Function and structure of lipid storage droplet protein 1 studied in lipoprotein complexes

Abstract

Triglycerides (TG) stored in lipid droplets (LDs) are the main energy reserve in all animals. The mechanism by which animals mobilize TG is complex and not fully understood. Several proteins surrounding the LDs have been implicated in TG homeostasis such as mammalian perilipin A and insect lipid storage proteins (Lsd). Most of the knowledge on LD-associated proteins comes from studies using cells or LDs leaving biochemical properties of these proteins uncharacterized. Here we describe the purification of recombinant Lsd1 and its reconstitution with lipids to form lipoprotein complexes suitable for functional and structural studies. Lsd1 in the lipid bound state is a predominately alpha-helical protein. Using lipoprotein complexes containing triolein it is shown that PKA mediated phosphorylation of Lsd1 promoted a 1.7-fold activation of the main fat body lipase demonstrating the direct link between Lsd1 phosphorylation and activation of lipolysis. Serine 20 was identified as the Lsd1-phosphorylation site triggering this effect.

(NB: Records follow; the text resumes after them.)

PR #186, opened 2016-11-04
allow raw map attrs

jmphilli:
@yedpodtrzitko @danielhochman

### DIFF
--- a/pynamodb/models.py
+++ b/pynamodb/models.py
@@ -1203,7 +1203,7 @@ class Model(with_metaclass(MetaModel)):
                     continue
                 elif null_check:
                     raise ValueError("Attribute '{0}' cannot be None".format(attr.attr_name))
-            if isinstance(attr, MapAttribute):
+            if isinstance(value, MapAttribute):
                 if not value.validate():
                     raise ValueError("Attribute '{0}' is not correctly typed".format(attr.attr_name))
                 value = value.get_values()
--- a/pynamodb/tests/test_model.py
+++ b/pynamodb/tests/test_model.py
@@ -3009,4 +3009,26 @@ class ModelTestCase(TestCase):
         map_serialized = {'M': {'foo': {'S': 'bar'}}}
         instance = ExplicitRawMapModel(map_attr=map_native)
         serialized = instance._serialize()
-        self.assertEqual(serialized['attributes']['map_attr'], map_serialized)
+        self.assertEqual(sorted(serialized['attributes']['map_attr']), sorted(map_serialized))
+
+    def test_raw_map_serialize_fun_one(self):
+        map_native = {
+            'foo': 'bar', 'num': 1, 'bool_type': True,
+            'other_b_type': False, 'floaty': 1.2, 'listy': [1,2,3],
+            'mapy': {'baz': 'bongo'}
+        }
+        map_serialized = {'M': {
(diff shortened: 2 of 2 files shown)


pynamodb/models.py
```diff
@@ -1203,7 +1203,7 @@ def _serialize(self, attr_map=False, null_check=True):
                     continue
                 elif null_check:
                     raise ValueError("Attribute '{0}' cannot be None".format(attr.attr_name))
-            if isinstance(attr, MapAttribute):
+            if isinstance(value, MapAttribute):
```
yedpodtrzitko: Oh, that's a really elegant solution.

jmphilli:
@yedpodtrzitko does this work for you? i like this better than introducing the `raw` field. I think it was just a bug where we were using the `attr` when we should've been using `value`. The `AttributeDict` class that those values comes from needs to be refactored. That's probably what i'll work on next. I copied your test and it looks like it works. I'm gonna let @danielhochman review since he's way better at 🐍 than I'll ever be 😄

yedpodtrzitko:
@jmphilli yes - this works fine, and I like it better than my PR too.

jmphilli:
@yedpodtrzitko -- daniel will release a new version with this patch later today. thank you again for the report

2x2xplz:
Hi, thanks for adding. Can you provide a quick code example for using this? A Python dict can be saved to Dynamo via MapAttribute however the reverse doesn't appear to work (probably because I am using it wrong). TableConnection works to get Map records, but then you have to wade through the raw Item.

yedpodtrzitko:
@2x2xplz could you show us the code which doesnt work?

2x2xplz:
@yedpodtrzitko  it's not that the code doesn't work -- I'd like to see an example because I don't know the syntax to convert a retrieved Map to a dict. For example these all fail:

```
def update_voting_status(tuple_list, new_status):
    for tuple in tuple_list:
        record = MyModel.get( tuple[0] , range_key=int(tuple[1]) )
        voting_status = record.voting_status
        print(voting_status) # <pynamodb.attributes.MapAttribute object at 0x0000000007C12390>
        #print(voting_status.get('votes'))  # error
        #print(voting_status.deserialize.get('votes')) # error
        #print(voting_status.keys()) # error
```
How do I convert a MapAttribute into a dict? Thanks

yedpodtrzitko:
@2x2xplz I'd say create a separate issue with more details (a minimal code sample how to reproduce the issue + traceback you're getting)

jmphilli:
```python
class MyModel(Model):
    class Meta:
        table_name = 'myModel'
        if settings.DYNAMODB_URL:
            host = settings.DYNAMODB_URL
    map_attr = MapAttribute(default={'foo': 'bar'})

>>> MyModel.create_table(read_capacity_units=10, write_capacity_units=10, wait=True)
>>> thing = MyModel(id='abc', map_attr={'num': 1, 'bool': True, 'str': 'hi'})
>>> thing.save()
{}
>>> new_thing = MyModel.get('abc')
>>> new_thing.map_attr
{u'num': 1, u'bool': True, u'str': u'hi'}
>>> new_thing.map_attr['num']
1

```

looks right to me @2x2xplz

yedpodtrzitko:
this was fixed by #191

PR #188, opened 2016-11-06
basic FilterExpression support for low-level api Scans

2x2xplz:
added 'long' data type to SERIALIZE_KEY_MAP and SERIALIZE_CLASS_MAP for 2.7 compatibility (AWS Lambda currently runs 2.7 only)


2x2xplz:
Also added very basic support for plain string FilterExpressions for Scans via raw Connection or TableConnection (not via Model). No support for Expression Attribute Names or Values. Barely tested but it's just an extra string parameter.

Figure 1. Characterization of Trx-Lsd1

A) SDS-PAGE: lane 1, bacterial lysate; lane2, bacteria lysate after IPTG; lane 3, purified Trx-Lsd1. B) Far-UV CD spectrum of Trx-Lsd1 in 2M urea buffer (□), and Trx-Lsd1/DMPG in phosphate buffer (●). C) Flotation density of Trx-Lsd1/DMPG in a KBr density gradient.

Figure 2. Proteolytic Cleavage of Trx-Lsd1 in DMPG Complexes

A) SDS-PAGE: Samples of Trx-Lsd1 uncut (lane 1), and after thrombin cleavage (lane 2) were separated by electrophoresis. B-C) Western blot analysis of the samples shown in panel A using anti S-tag (B) and anti His (C) antibodies.

Figure 3. Secondary structure of rLsd1

A) Nondenaturing gel electrophoresis of rLsd1/DMPG complexes: Markers (Stoke diameters in nm) (lane 1); Lsd1/DMPG complexes (lane 2). B) CD spectrum of rLsd1 bound to DMPG.

Figure 4. Predicted α-helical regions of Lsd1

Helical regions of Lsd1 (431aa) are indicated with rectangles. The PAT domain is located between residues 17–170. The locations of the 11 predicted helices are: 44–63, 170–178, 211–219, 221–228, 236–247, 249–261, 265–275, 290–300, 301–318, 357–371, and 380–389. Helical wheel diagrams of the four helices having a high lipid binding affinity are shown (charged residues are in blue, hydrophobic residues in green and uncharged polar residues in black).

Figure 5. Effect of Lsd1 phosphorylation on TGL activity

A) Lsd1 bound to DMPG was phosphorylated by PKA and [γ-³²P]-ATP followed by SDS-PAGE (1) and autoradiography (2). B) TGL activity was assayed against rLsd1/DMPG/[³H]-triolein containing unphosphorylated (Lsd1) or phosphorylated ([P]-Lsd1) protein. Data represent the mean ± SEM (n=10). Statistical comparisons were made by Student's t test. Two tail P value was significant (*P=0.012).

Figure 6. Alignment of the N-terminal regions of Lsd1

The alignment of the eight available Lsd1 sequences was performed using the T-Coffee program available at www.ebi.ac.uk/t-coffee. The accession numbers for the sequences are displayed in the figure. Dme, Drosophila melanogaster; Dpseudo, Drosophila pseudoobscura; Nvitri, Nasonia vitripennis; Aga, Anopheles gambiae; Bm, Bombyx mori; Tcas, Tribolium castaneum; Ame, Apis mellifera; Aaegy, Aedes aegypti. The arrow indicates Ser20. In Lsd1 from Tribolium castaneum Ser 20 is replaced by a threonine residue.